Thanks @ylasri and @dadoonet . I tried reindex using wildcard with painless script. I have many indices Ex: audit-2018.01, audit-2018.02 and so on and want to create in another instance the indices by the same name. What's the correct way to reference remote index in the script?
POST _reindex
{
"conflicts": "proceed",
"source": {
"remote": {
"host": "http://localhost:9200"
},
"index": "audit*",
"size": 1000
},
"dest": {
"index": "audit",
"op_type": "create"
},
"script": {
"lang": "painless",
"source": "ctx._index = 'audit' + (remote._index.substring('audit'.length(), remote._index.length()))
}
}

try this with 1 small indice

 POST _reindex {
    "conflicts": "proceed",
    "source": {
    "remote": {
    "host": "http://localhost:9200",
      "username": "elastic",
      "password": "changeme"
    },
    "index": "audit-*",
    "size": 1
    },
    "dest": {
    "index": "audit",
    "op_type": "create"
    },
    "script": {
    "lang": "painless",
        "source": "ctx._index = 'audit-' + (ctx._index.substring('audit-'.length(), ctx._index.length()))"
    }
    }

add this setup in remote cluster elasticsearch.yml file and restart the cluster

reindex.remote.whitelist: localhost:9200

@ylasri thank you, it does create multiple indexes. An interesting observation though (and my issue remains)
POST _reindex
{
"conflicts": "proceed",
"source": {
"remote": {
"host": "http://localhost:9200"
},
"index": "audit-2010.*",
"size": 100
},
"dest": {
"index": "audit-2010",
"op_type": "create"
},
"script": {
"lang": "painless",
"source": "ctx._index = 'audit-2010-' + (ctx._index.substring('audit-2010.'.length(), ctx._index.length()))"
}
}
creates multiple index audit-2010-01, audit-2010-02 but the below creates just one index . (the only difference is dot instead of dash since my original index are like audit-2010.01, audit-2010.01 I want to keep the same index name in the new instance

POST _reindex
{
"conflicts": "proceed",
"source": {
"remote": {
"host": "http://localhost:9200"
},
"index": "audit-2010.*",
"size": 100
},
"dest": {
"index": "audit-2010",
"op_type": "create"
},
"script": {
"lang": "painless",
"source": "ctx._index = 'audit-2010.' + (ctx._index.substring('audit-2010.'.length(), ctx._index.length()))"
}
}

Any reason why?

Can you share the indice name created by the second script?

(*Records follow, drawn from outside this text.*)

PR #5262, opened 2026-09-10
test(i): Give an external test node a stable identity

### LINKED ISSUE #5170: Cross-version tests cannot restart an external node

islamaliev:
## Relevant issue(s)

Resolves https://github.com/sourcenetwork/defradb/issues/5170

## Description

Cross-version tests can now run against a node in a separate process while NAC is on.

A node in another process used to generate its own identity at startup, so it was a stranger to the test that started it and access control turned every request away. It is now started as the identity the test already addresses it by, the same one a node running in-process is given.

## Tasks

## How has this been tested?

Unit tests, plus the networked and access control suites under both cross-version directions. 

- macOS

### DIFF
--- a/CHANGELOG.md
+++ b/CHANGELOG.md
@@ -1,4 +1,91 @@
 
+<a name="v1.1.0"></a>
+## [v1.1.0](https://github.com/sourcenetwork/defradb/compare/v1.0.0...v1.1.0)
+
+> 2026-09-08
+
+### Features
+
+* Add extensions to GraphQL responses ([#5189](https://github.com/sourcenetwork/defradb/issues/5189))
+* Add index type to C bindings NewEncryptedIndex ([#5131](https://github.com/sourcenetwork/defradb/issues/5131))
+* Add filtered collection truncate ([#5097](https://github.com/sourcenetwork/defradb/issues/5097))
+* Vector distance metrics L2 and dot product ([#5169](https://github.com/sourcenetwork/defradb/issues/5169))
+* Add HTTP client options ([#5156](https://github.com/sourcenetwork/defradb/issues/5156))
+* HNSW vector index for embedding fields ([#5096](https://github.com/sourcenetwork/defradb/issues/5096))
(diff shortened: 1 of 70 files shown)


ChrisBQu (approved):
LGTM.

The diff is funny, because it's mostly just being able to remove excluded multipliers. That's awesome.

@yalsri the index created is audit-2010

Try this pattern "index": "audit-2010*" instead of "index": "audit-2010.*" may be the issue is with the special dot :slight_smile:

@yalsri it doesn't matter the selection by "index":"audit-2010*" . The question is how to escape the dot in painless. Escaping with \. gives error
"source": "ctx._index = 'audit-2010\.' + (ctx._index.substring('....

@dadoonet - David, this works in painless
"source": "ctx._index = (ctx._index.substring(1, ctx._index.length()))"

and this does not
"source": "ctx._index = (ctx._index.substring(0, ctx._index.length()))"

I do not get any syntax error but the default index name is created by reindex when using the later.

painfull painless :slight_smile:
Hi @nik9000 we need your help here if possible

@ylasri LOL - thanks for your quick responses.
@nik9000 your help is awaited.

This topic was automatically closed 28 days after the last reply. New replies are no longer allowed.